Gênesis 3 · NAA
Nova Almeida Atualizada
Este capítulo narra a queda da humanidade: a serpente engana Eva, que come do fruto proibido e dá a Adão, resultando na entrada do pecado e da morte no mundo. Após o confronto com Deus, vêm as maldições sobre a serpente, a mulher e o homem, e a expulsão do jardim do Éden.

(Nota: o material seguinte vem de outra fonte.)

PR #744, opened 2023-05-23
Refactor op(scatter add) | feat(torchlib)

titaiwangms:
It wasn't following aten signature, so it's unusable on converter side.
Based on the agreement: https://github.com/microsoft/onnxscript/pull/582#discussion_r1154491445


titaiwangms:
@xiaowuhu @fatcat-z PTAL

xiaowuhu (approved):
A long time ago, int type cannot locate before Tensor type in onnxscript. So it is good now.

justinchuby:
> A long time ago, int type cannot locate before Tensor type in onnxscript. So it is good now.

That’s still true for scripted functions I think?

Gênesis 3 é tradicionalmente atribuído a Moisés como parte do livro de Gênesis, escrito para o povo de Israel durante a peregrinação no deserto (c. 1446-1406 a.C.), embora estudiosos modernos debatam uma composição posterior, com fontes como a javista (J) do século X a.C. O capítulo descreve a origem do pecado humano e suas consequências, conectando-se diretamente ao mandamento de Gênesis 2.16-17 e preparando o terreno para a promessa de redenção que percorrerá o restante da Escritura.

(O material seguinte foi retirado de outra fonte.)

Issue #703, opened 2023-05-01
[torchlib] Implement mean


BowenBao:
https://github.com/pytorch/pytorch/blob/3e3cf02c44f33d050e12eca4b28cabc1c2ee1aa3/test/onnx/test_fx_to_onnx_with_onnxruntime.py#L306

justinchuby:
@xiaowuhu could you help take a look? Thanks!

titaiwangms:
@xiaowuhu Do you have time to work on this? [TorchBench](https://github.com/microsoft/onnx-converters-private/issues/166) shows that this op basically blocks lots of model, so we figure if we can support it, then we can rocket-increase model coverage.

xiaowuhu:
@justinchuby @titaiwangms Just notice this message, sorry for the late. I will take a look soon.

titaiwangms:
Thank you very much!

A expressão 'conhecendo o bem e o mal' (versículo 22) não se refere a um conhecimento intelectual, mas a uma experiência moral autônoma e à determinação do que é certo ou errado independentemente de Deus. No Antigo Oriente Próximo, o termo 'bem e mal' era uma expressão idiomática que abrangia a totalidade do conhecimento e da sabedoria, algo que os deuses possuíam e os humanos não deveriam usurpar.

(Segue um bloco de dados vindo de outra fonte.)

PR #1064, opened 2023-09-18
Update beartype version | ci

justinchuby:
Avoid 0.16.0 because of https://github.com/beartype/beartype/issues/282

### DIFF
--- a/noxfile.py
+++ b/noxfile.py
@@ -13,7 +13,7 @@ COMMON_TEST_DEPENDENCIES = (
     "jinja2",
     "numpy==1.23.5",
     "typing_extensions",
-    "beartype",
+    "beartype!=0.16.0",
     "types-PyYAML",
     "expecttest",
     "hypothesis",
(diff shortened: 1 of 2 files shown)


jcwchen (approved):

noxfile.py
```diff
@@ -13,7 +13,7 @@
     "jinja2",
     "numpy==1.23.5",
     "typing_extensions",
-    "beartype",
+    "beartype!=0.16.0",
```
jcwchen, line 16:
```suggestion
    "beartype<0.16.0",
```
nit: or just smaller for now? Not sure whether they can fix the issue in the next version and if not, it will break again.

jcwchen (commented):
nit: or

noxfile.py
justinchuby: I expect they will fix the issue in the next version because it is impacting many users. I will send a patch if that doesn't happen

A frase 'a semente da mulher te ferirá a cabeça' (versículo 15) é frequentemente citada fora de contexto como uma profecia messiânica isolada. No contexto imediato, ela se refere à hostilidade contínua entre a descendência da serpente (forças do mal) e a descendência da mulher (a humanidade), com a promessa de que um descendente humano um dia derrotará decisivamente a serpente. Interpretações cristãs veem Jesus como o cumprimento dessa promessa, mas o texto original não menciona um salvador específico.
A descrição da serpente falante (versículo 1) reflete um gênero literário comum no antigo Oriente Próximo, onde animais podiam ser porta-vozes de forças sobrenaturais. A serpente não é identificada como Satanás no texto hebraico; essa associação surge apenas em escritos judaicos posteriores (como Sabedoria 2.24) e no Novo Testamento (Apocalipse 12.9). O capítulo encerra com a expulsão do jardim e a instalação dos querubins (seres celestiais guardiões), uma imagem que ecoa a iconografia de templos mesopotâmicos, onde criaturas aladas protegiam espaços sagrados.